Data shown:

PR #1295, opened 2020-04-20
[Ruby] New Concept exercise: numbers

### LINKED ISSUE #1234: [Ruby] Implement new Concept Exercise: conditionals
This issue describes how to implement the `conditionals` concept exercise for the Ruby track.

## Goal
The goal of this exercise is to teach the student how conditionals are implemented in Ruby

## Learning objectives

`conditionals

Will edit with more details, just creating this so no double efforts are made.

### LINKED ISSUE #1290: [Ruby] Forking numbers from C#
https://github.com/exercism/v3/tree/master/languages/csharp/exercises/concept/numbers

dvik1950:
resolves #1290 

Since `conditionals` have been included in this exercise, it should resolve #1234 , too.


languages/ruby/exercises/concept/numbers/.docs/hints.md
```diff
@@ -0,0 +1,21 @@
...
+### 1. Calculate the production rate per second
+
+- Determining the success rate can be done through a [conditional statement][if-else-unless].
+- Multiplication can be done between instances of `Integer` and `Float`. The result will always be an instance of `Float`.
+- Numbers can be compared using the built-in [comparison-operators][comparison-operators].
+
+### 2. Calculate the number of working items produced per second
+
+- The [`Float`][float-ruby] class implements a method to convert it's instances into instances of `Integer`.
+- The [`Integer`][integer-ruby] class implements a method to convert it's instances into instances of `Float`.
```
dvik1950, line 16: "convert" is probably the wrong word here, probably should be replaced but I can't come up with anything

kotp: I would not use the `convert` wording, as it really doesn't.  I might just say:
```suggestion
- The [`Float`][float-ruby] class implements a method to return an instance of `Integer`.
- The [`Integer`][integer-ruby] class implements a method to return an instance of `Float`.
```

languages/ruby/exercises/concept/numbers/.docs/introduction.md
```diff
@@ -0,0 +1,101 @@
+There are two different types of numbers in Ruby:
+
+- Integers: numbers with no digits behind the decimal separator (whole numbers). Examples are `-6`, `0`, `1`, `25`, `976` and `500000`.
+- Floating-point numbers: numbers with zero or more digits behind the decimal separator. Examples are `-2.4`, `0.1`, `3.14`, `16.984025` and `1024.0`.
+
+They are implemented through the [`Integer`][integer-ruby] and [`Float`][float-ruby] class.
+Arithmetic is done using the standard arithmetic operators. Numbers can be compared using the standard numeric comparison operators(`>`, `<=`, `==`, `!=`, etc.).
+Basic arithmetic operations between instances of `Integer`, will always result in an instance of `Integer`:
+
+###`+`
```
ErikSchierboom, line 10: One thing to note is that students that will be working on this exercise, must have completed the `basics` exercise (speaking of which, you should update Ruby's [`config.json` file](https://github.com/exercism/v3/blob/master/languages/ruby/config.json)). As such, they'll be familiar with some basic arithmetic operators like `*` and `+` (see the [basics example](https://github.com/exercism/v3/blob/master/languages/ruby/exercises/concept/basics/.meta/example.rb) and the [basics after.md](https://github.com/exercism/v3/blob/master/languages/ruby/exercises/concept/basics/.docs/after.md)). Could you take a look at which things you can assume a student will already know and remove what the student already knows?

Another thing to note is that the `introduction.md` file should contain just the minimal amount of information for a student to solve it. Maybe you could take a look at whether everything in the introduction is required for the student to know in order to complete the exercise? If it is not required, it should be removed from the introduction. Note that the `after.md` allows for a more expansive description of the concept, and can also contain non-essential knowledge.

languages/ruby/exercises/concept/numbers/.docs/introduction.md
```diff
@@ -0,0 +1,101 @@
...
+elsif x > 7
+  # Execute logic if x greater than 7
+else
+  # Execute logic in all other cases
+end
+```
+
+The condition of an `if` statement does not have to be only `true` or `false`. It can be any value. But it's important to know that any value other than `nil` and `false` (_truthy_ values) will be treated as `true`, meaning that the code inside the `if` statement will be executed.
+
+Ruby also implements the `case` statement:
```
ErikSchierboom, line 86: Having this description of the `case` statement implies to me that we expect the students to use a `case` statement in the exercise. I don't see if used in the example file though, so I'm wondering if this is the right place to introduce the `case` statement (if at all).

languages/ruby/exercises/concept/numbers/.docs/hints.md
```diff
@@ -0,0 +1,21 @@
+### General
+
+- [The Ruby `Float` class][float-ruby]
```
ErikSchierboom, line 3: I'd be slightly hesitant to point to the official Ruby docs as they can be quite overwhelming. My preference would be to link to specific methods in the task-specific hints (without giving away the actual name of the method in this file).

languages/ruby/exercises/concept/numbers/.docs/after.md
```diff
@@ -0,0 +1,85 @@
...
+if x == 5
+  # Execute logic if x equals 5
+elsif x > 7
+  # Execute logic if x greater than 7
+else
+  # Execute logic in all other cases
+end
+```
+
+Sometimes you want to execute a piece of code if a condition is _not_ true, for situations like that, Ruby implements the `unless` statement:
```
kotp, line 56:
```suggestion
Sometimes you want to execute a statement (or statements) if a condition is _not_ true, for situations like that, Ruby implements the `unless` keyword:
```

kotp:
```suggestion
Sometimes you want to execute code if a condition is _not_ true, for situations like that, Ruby implements the `unless` keyword:
```

kotp: Particularly, we don't want to state that `unless` is a method, but it is a keyword.

languages/ruby/exercises/concept/numbers/.docs/hints.md
dvik1950: Sounds better

languages/ruby/exercises/concept/numbers/.docs/introduction.md
dvik1950: Good point. Since the exercise is covering the `conditionals` concept, is it ok to mention the `case` statement in the `after.md` then? I feel like it would be bad to not mention it at all or have a separate exercise just for the `case` statement (or even just `conditionals`).

languages/ruby/exercises/concept/numbers/.docs/hints.md
kotp: And is truthful. ;)

languages/ruby/exercises/concept/numbers/.docs/introduction.md
kotp: I think mentioning it in after.md is OK.  I don't think it should be suggested that it should have been used though.

languages/ruby/exercises/concept/numbers/.docs/after.md
```diff
@@ -0,0 +1,85 @@
...
+```ruby
+x = 4
+unless x == 5
+  # Execute logic if x does not equal 5
+else
+  # Execute logic if x == 5
+end
+```
+
+Ruby also implements the `case` statement:
```
ErikSchierboom, line 67: Maybe add a little bit of text here to describe when to use a `case` statement over the previous options?

languages/ruby/exercises/concept/numbers/.docs/introduction.md
```diff
@@ -0,0 +1,24 @@
+There are two different types of numbers in Ruby:
+
+- Integers: numbers with no digits behind the decimal separator (whole numbers). Examples are `-6`, `0`, `1`, `25`, `976` and `500000`.
+- Floating-point numbers: numbers with zero or more digits behind the decimal separator. Examples are `-2.4`, `0.1`, `3.14`, `16.984025` and `1024.0`.
+
+They are implemented through the `Integer` and `Float` class.
```
kotp, line 6: We might mention the parent class `Numeric` here.  The concept is "Numbers" so we should explain where they come from, that some of the behavior they have come from the parent class.

ErikSchierboom: > We might mention the parent class Numeric here. The concept is "Numbers" so we should explain where they come from, that some of the behavior they have come from the parent class.

I would argue against mentioning that. Knowing that these classes have a shared base means knowing what inheritance inheritance is and how it works, which we don't know for certain that students will be familiar with at this point. I think this information should either be mentioned in another, separate, more advanced numbers exercise (my preference) or otherwise only be mentioned in the `after.md` document as I don't think it is information the student needs to know to be able to solve the exercise.

languages/ruby/exercises/concept/numbers/.docs/introduction.md
```diff
@@ -0,0 +1,24 @@
+There are two different types of numbers in Ruby:
```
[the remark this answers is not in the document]
ErikSchierboom: > There are two different types of numbers in Ruby, just like there are two different types of ducks. But really there are more than two different types of ducks, just like there are more than two different types of numbers in Ruby.

I don't completely understand this comment. Are there numbers that are not integers or floating-point numbers in Ruby?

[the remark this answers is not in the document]
kotp: Yes.  which is why I state we are only looking at two of them.  Line 5 of `design.md` does state "two of the" so perhaps this is covered there.

I was concerned that perhaps we were implying that there are only two kinds of numbers in Ruby.  But as noted in line 5 of `design.md` that may very well be enough to be noted.

Just for reference here:

```ruby
>> numeric_types = [1, 1.0, 1r, 1+0i]
=> [1, 1.0, (1/1), (1+0i)]
>> numeric_types.each do |number|
..     puts '%s is type %s and is Numeric: %s' % [number, number.class, number.is_a?(Numeric)]
..   end
1 is type Integer and is Numeric: true
1.0 is type Float and is Numeric: true
1/1 is type Rational and is Numeric: true
1+0i is type Complex and is Numeric: true
=> [1, 1.0, (1/1), (1+0i)]
```

languages/ruby/exercises/concept/numbers/.docs/introduction.md
kotp: Sorry, some Stroop Effect happens for me, as I keep thinking these are about the concepts, rather than strictly what is needed to solve an exercise.

Because class was mentioned repeatedly, I thought inheritance was covered.

languages/ruby/exercises/concept/numbers/.docs/introduction.md
ErikSchierboom: I'm fine with including it in the `after.md` document.

languages/ruby/exercises/concept/numbers/.docs/introduction.md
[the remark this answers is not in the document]
ErikSchierboom: Ruby has built in rational and complex numbers? That's awesome! Thanks for explaining.

languages/ruby/exercises/concept/numbers/.docs/introduction.md
ErikSchierboom: No worries.

languages/ruby/exercises/concept/numbers/.docs/introduction.md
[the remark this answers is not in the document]
iHiD:
```suggestion
The two mainly used types of numbers in Ruby are:
```

languages/ruby/exercises/concept/numbers/.docs/introduction.md
iHiD:
```suggestion
They are implemented through the `Integer` and `Float` classes.
```

languages/ruby/exercises/concept/numbers/.docs/introduction.md
kotp, line 1:
```suggestion
Two common types of numbers in Ruby:
```

kotp: Mostly because, though I intuitively agree that it may be possible these are the two most common, I have not measured that to find out.

languages/ruby/exercises/concept/numbers/.docs/introduction.md
```diff
@@ -0,0 +1,24 @@
...
+
+- Integers: numbers with no digits behind the decimal separator (whole numbers). Examples are `-6`, `0`, `1`, `25`, `976` and `500000`.
+- Floating-point numbers: numbers with zero or more digits behind the decimal separator. Examples are `-2.4`, `0.1`, `3.14`, `16.984025` and `1024.0`.
+
+They are implemented through the `Integer` and `Float` class.
+
+Both instances of `Float` and `Integer` implement methods to convert values from one to the other. As a number implemented through the `Integer` class has less precision than a number implemented through the `Float` class, converting from an instance of `Integer` to an instance of `Float` is safe because it does not result in any kind of data loss. However, converting from an instance of `Float` to an instance of `Integer` could mean losing data.
```
kotp, line 8:
```suggestion
The `Float` and `Integer` classes have methods that will coerce values from one to the other.  `Integer` numbers are precise to a whole unit, while `Float` has precision that is fractional to an whole number.  This means that coercing a float to an integer may result in loss of precision.
```
We can't "convert" a number from one type to another, as Ruby is strongly typed.  But Ruby does provide "coercion" methods that allow us to present one type as another.  An example of this are the methods `to_i`, `to_f`, and are similar to what we may have seen if we have already covered `Strings`, with `to_s`.

languages/ruby/exercises/concept/numbers/.meta/design.md
```diff
@@ -0,0 +1,44 @@
...
+- Know of the existence of the two most commonly used number types, `Integer` and `Float`.
+- Understand that an `Integer` represents whole numbers, and a `Float` represents floating-point numbers.
+- Know of basic operators such as multiplication, comparison and equality.
+- Know how to conditionally execute code using an `if`, `unless` or `case` statement.
+
+## Out of scope
+
+- Any other numeric types besides `Integer` and `Float` (so no `Rational`, `BigDecimal`, etc.).
+- Parsing an instance of `String` to an instance of `Integer` or `Float`.
+- Converting an instance of `Integer` or `Float` to an instance of `String`.
```
kotp, line 18:
```suggestion
- Coercing an instance of `Integer` or `Float` to an instance of `String`.
```

languages/ruby/exercises/concept/numbers/.meta/design.md
```diff
@@ -0,0 +1,44 @@
...
+
+## Concepts
+
+The Concepts this exercise unlocks are:
+
+- `numbers`: know of the existence of the two most commonly used number types, `Integer` and `Float`; understand that the former represents whole numbers, and the latter floating-point numbers; know of basic operators such as multiplication, comparison and equality; know how to convert from one numeric type to another;
```
kotp, line 24:
```suggestion
- `numbers`: know of the existence of the two commonly used number types, `Integer` and `Float`; understand that the former represents whole numbers, and the latter floating-point numbers; know of basic operators such as multiplication, comparison and equality; know how to convert from one numeric type to another;
```

kotp: I removed the last semicolon, as it seems to be out of place.

languages/ruby/exercises/concept/numbers/.meta/example.rb
```diff
@@ -0,0 +1,32 @@
...
+
+  def self.production_rate_per_hour(speed)
+    CARS_PER_HOUR * speed * success_rate(speed)
+  end
+
+  def self.working_items_per_minute(speed)
+    (production_rate_per_hour(speed) / MINUTES_IN_HOUR).to_i
+  end
+
+  private
```
kotp, line 19: Have we covered method visibility yet?  Does this `private` belong in this exercise?

kotp: It's an example, so no change required.

languages/ruby/exercises/concept/numbers/.meta/design.md
ErikSchierboom: > Coercing 

Is there another word we can use here? As a non-native speaker, "Coercing" confuses me.

languages/ruby/exercises/concept/numbers/.meta/design.md
ErikSchierboom: Same comment as above, "coerce" is a tricky word for non-native speakers.

languages/ruby/exercises/concept/numbers/.meta/example.rb
ErikSchierboom: > It's an example, so no change required.

That's not entirely correct, as the new example files are supposed to be the canonical solution in v3, and no longer just a proof of concept. So the question is correct!

languages/ruby/exercises/concept/numbers/.docs/introduction.md
ErikSchierboom: > I have not measured that to find out

It seems like a real stretch to think of any scenario where rational or complex numbers are more common than integers and floats, but I also don't have any data to back that up.

languages/ruby/exercises/concept/numbers/.meta/design.md
kotp: coerce: "to cause to do through pressure or necessity" - wordnet as obtained by doing `wordnet 'coerce' -s -over`

Coerce means what would be found in an English dictionary.  For example, it is never an integers desire (or character) to be sorted, yet we can coerce the behavior through `34523.to_s.chars.sort.to_i` to obtain `12345`, yet it is not converted, as `34523` remains what it was.  In this string of messages, the coercion happens first with the `to_s` call, and then coercing string to an array via `chars`, and then coercing an array to an integer.  Nothing converted, though.  Nothing casted, I can't think of another word.

One way that we might consider this would be a Person object.

Person has a name
Person has an age

In order to alphabetically sort more than one Person we must coerce that person to behave like letters do.

In order to sell restricted products, we must compare that person to an age (or number) but we don't convert the person to a number, we coerce that Person to behave like a number.  `Person > 18 && vote`

No conversion, only coercion.

iHiD: We neither convert nor coerce to strings in this exercise, so I think we can remove this line.

iHiD: For what it's worth I think "coerce" is a commonly used word, but I'm not sure if it's a programming word (which we should teach) or an english word (which we shouldn't presume knowledge of). I'd need to Google for that.

Also, I think as `Numeric#coerce` is a method that doesn't do what @kotp is suggesting, it might not be best to use it (https://ruby-doc.org/core-2.5.0/Numeric.html#method-i-coerce).

languages/ruby/exercises/concept/numbers/.meta/example.rb
dvik1950: Good point, I'll remove that

languages/ruby/exercises/concept/numbers/.meta/design.md
dvik1950: You're right, convert is incorrect. I know it is the wrong word that's why I [brought it up](https://github.com/exercism/v3/pull/1295#discussion_r411553291) when I posted the exercise, but I couldn't find a better word. I agree with Erik.As a non-native English speaker, `coerce` confuses me also. I think we could either link to an explanation about what it means that also explains why it's not really converting or somehow avoid it. But then again, does the student need to be aware of the difference between `coercing` and `converting` at this point of the track?

dvik1950: > We neither convert nor coerce to strings in this exercise, so I think we can remove this line.

It's part of the "Out of scope" section, I forked it from `c#` and it was already there, should I remove it ?

iHiD: > It's part of the "Out of scope" section

I missed that. Sorry.

I don't think the PR needs to get blocked on this. It's not a user-facing bit of the code, so let's change it to `coerce` for now as that's a "correct" word and other maintainers can always ask.

dvik1950:
I think I applied the changes suggested. Erik's and Victor's comments made me realise I had two mistakes in my previous exercise so I fixed them here to avoid opening a new PR

languages/ruby/config.json
```diff
@@ -21,6 +21,18 @@
...
         "prerequisites": []
+      },
+      {
+        "slug": "numbers",
+        "uuid": "d7108eb2-326c-446d-9140-228e0f220975",
+        "concepts": ["numbers", "conditionals"],
+        "prerequisites": ["basics"]
+      },
+      {
+        "slug": "floating-point-numbers",
```
ErikSchierboom, line 32: We missed the `config.json` entry for `floating-point-numbers`? Good catch.

languages/ruby/exercises/concept/numbers/.docs/after.md
```diff
@@ -0,0 +1,87 @@
...
+#=> Float
+```
+
+- Arithmetic is done using the basic [arithmetic operators][arithmetic-operators] (`+`, `-`, `*`, `/`). Numbers can be compared using the standard [comparison operators][comparison-operators].
+- Basic arithmetic operations between instances of `Integer`, will always result in an instance of `Integer`.
+- Basic arithmetic operations between instances of `Float` will result in other instances of `Float`.
+- Basic arithmetic operations between instances of `Integer` and instances of `Float` will result in instances of `Float`.
+- The `Float` and `Integer` classes have methods that will coerce values from one to the other. `Integer` numbers are precise to a whole unit, while `Float` has precision that is fractional to an whole number. This means that coercing a float to an integer may result in loss of precision.
+
+```ruby
```
ErikSchierboom, line 19: I feel that this list of example is a bit big, and that maybe we could shorten this. But this is definitely not something to block this from being merged.

languages/ruby/exercises/concept/numbers/.docs/after.md
```diff
@@ -0,0 +1,87 @@
+One of the key aspects of working with numbers in Ruby is the distinction between integers (numbers with no digits after the decimal separator) and floating-point numbers (numbers with zero or more digits after the decimal separator).
+They are implemented through the [`Integer`][integer-ruby] and [`Float`][float-ruby] class.
+
+```ruby
+a = 1
+b = 1.0
+a.class
+#=> Integer
+b.class
+#=> Float
```
ErikSchierboom, line 10: Maybe use descriptive names and group the class calls with the definitions?

```suggestion
integer_variable = 1
integer_variable.class
#=> Integer

float_variable = 1.0
float_variable.class
#=> Float
```

This could be fixed in a subsequent PR if this is useful.

languages/ruby/exercises/concept/numbers/assembly_line.rb
```diff
@@ -0,0 +1,9 @@
+class AssemblyLine
+  def self.production_rate_per_hour(speed)
```
ErikSchierboom, line 2: This exercise only depends on the `basics` exercise and that exercise does not explain what the `self` notation is. This could possibly be introduced in this exercise, or mentioned in the after document of the  basics exercise, or possibly in a another prerequisite. @iHiD any thoughts?

dvik1950: If I remember correctly the idea was that using `self` in these exercises (`strings` and `floating-point-numbers` also have them) was ok as long as they're in the scaffold already and the student doesn't need to know what exactly they mean at this point. I can add an explanation about `self` but I'm afraid the exercise will get a bit bloated as it already covers two concepts.

languages/ruby/exercises/concept/numbers/.docs/after.md
dvik1950: I actually thought about something like this, but didn't want to make it confusing and potentially hint that the name of the variables has anything to do with their type. What do you think about naming them `numeric_variable_one` (the integer) and `numeric_variable_two` (the float) ?

languages/ruby/exercises/concept/numbers/assembly_line.rb
iHiD: I agree with both of you. I'd rather not have self, but I'm happy for it get merged for now and for us to tidy up across the whole track later down the road, if the other exercises already have it.

languages/ruby/exercises/concept/numbers/.docs/after.md
iHiD: I thin just moving the `b` down makes it clear.

```suggestion
a = 1
a.class
#=> Integer

b = 1.0
b.class
#=> Float
```

languages/ruby/exercises/concept/numbers/.docs/after.md
```diff
@@ -0,0 +1,87 @@
...
+#=> true
+
+3.0 > 3
+#=> false
+
+7 - 3.0
+#=> 4.0
+
+2 != 4
+#=> true
```
kotp, line 39:
```suggestion
2 == 4
#=> false
```

Perhaps also add an example that does show equality check between Float and Integer:

```ruby
>> 1.0 == 1
=>t rue
```

languages/ruby/exercises/concept/numbers/.docs/after.md
```diff
@@ -0,0 +1,87 @@
...
+#=> Integer
+b.class
+#=> Float
+```
+
+- Arithmetic is done using the basic [arithmetic operators][arithmetic-operators] (`+`, `-`, `*`, `/`). Numbers can be compared using the standard [comparison operators][comparison-operators].
+- Basic arithmetic operations between instances of `Integer`, will always result in an instance of `Integer`.
+- Basic arithmetic operations between instances of `Float` will result in other instances of `Float`.
+- Basic arithmetic operations between instances of `Integer` and instances of `Float` will result in instances of `Float`.
+- The `Float` and `Integer` classes have methods that will coerce values from one to the other. `Integer` numbers are precise to a whole unit, while `Float` has precision that is fractional to an whole number. This means that coercing a float to an integer may result in loss of precision.
```
kotp, line 17:
```suggestion
- The `Float` and `Integer` classes have methods that will coerce values from one to the other. `Integer` numbers are precise to a whole unit, while `Float` has precision that is fractional to an whole number.
```

Not sure if that last sentence is too "hand holdy".  This detail is inferred, and should end up being reinforced in tests.

languages/ruby/exercises/concept/numbers/.docs/instructions.md
```diff
@@ -0,0 +1,32 @@
+In this exercise you'll be writing code to analyze the production of an assembly line in a car factory. The assembly line's speed can range from `0` (off) to `10` (maximum).
+
+At its lowest speed (`1`), `221` cars are produced each hour. The production increases linearly with the speed. So with the speed set to `4`, it should produce `4 * 221 = 884` cars per hour. However, higher speeds increase the likelihood that faulty cars are produced, which then have to be discarded. The following table shows how speed influences the success rate:
```
kotp, line 3:
```suggestion
At its slowest speed (`1`), `221` cars are produced each hour. The production increases linearly with the speed. So with the speed set to `4`, it should produce `4 * 221 = 884` cars per hour. However, higher speeds increase the likelihood that faulty cars are produced, which then have to be discarded. The following table shows how speed influences the success rate:
```

The lowest setting is 0, the slowest speed would be 1.

languages/ruby/exercises/concept/numbers/assembly_line.rb
kotp: I hate the hand wavy use of `self` but I don't think it is avoidable, as though it is key in understanding Ruby, it is also a fairly complicated thing.  Over the last few decades, my experience in teaching Ruby tells me that this should be covered (the `self` subject) thoroughly when we talk about iteration via Enumerable where we start authoring blocks for that purpose, and again when we start talking about composition, inheritance and mixins.  So at the beginner level but later, and at the early intermediate level, if I must categorize the skill level.

languages/ruby/exercises/concept/numbers/.docs/introduction.md
kotp: I could think of no scenario where float and integer wouldn't outweigh the "rational **or** complex", but I can think of some where it may be comparable or perhaps exceeded even, if we use **and** instead.

languages/ruby/exercises/concept/numbers/.meta/design.md
kotp: > Also, I think as Numeric#coerce is a method that doesn't do what @kotp is suggesting, it might not be best to use it (https://ruby-doc.org/core-2.5.0/Numeric.html#method-i-coerce).

I purposefully did not mention the `Numeric#coerce`. though strictly speaking it has the features of coercion, I have never used it and do not know why it is there.

I also mention `to_s` only because this is where coercion commonly happens (without thinking about it),  Yes, we don't use it, and so, but definitely if we don't coerce these to string in the exercise, not sure why this specifically is here.

I agree (I believe I did a "comment" rather than a "change requested" but might have clicked the wrong thing.)

languages/ruby/exercises/concept/numbers/.docs/after.md
dvik1950: I dropped it from the instructions but kept it in the after file. Hope that's ok

iHiD:
Thanks @dvik1950 and reviewers :)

About this exercise:
Look through the data above and return exactly the lines from the one that contains "Person has a name" to the one that contains "iHiD: We neither", inclusive, with nothing else.

Solution to the problem:
Person has a name
Person has an age

In order to alphabetically sort more than one Person we must coerce that person to behave like letters do.

In order to sell restricted products, we must compare that person to an age (or number) but we don't convert the person to a number, we coerce that Person to behave like a number.  `Person > 18 && vote`

No conversion, only coercion.

iHiD: We neither convert nor coerce to strings in this exercise, so I think we can remove this line.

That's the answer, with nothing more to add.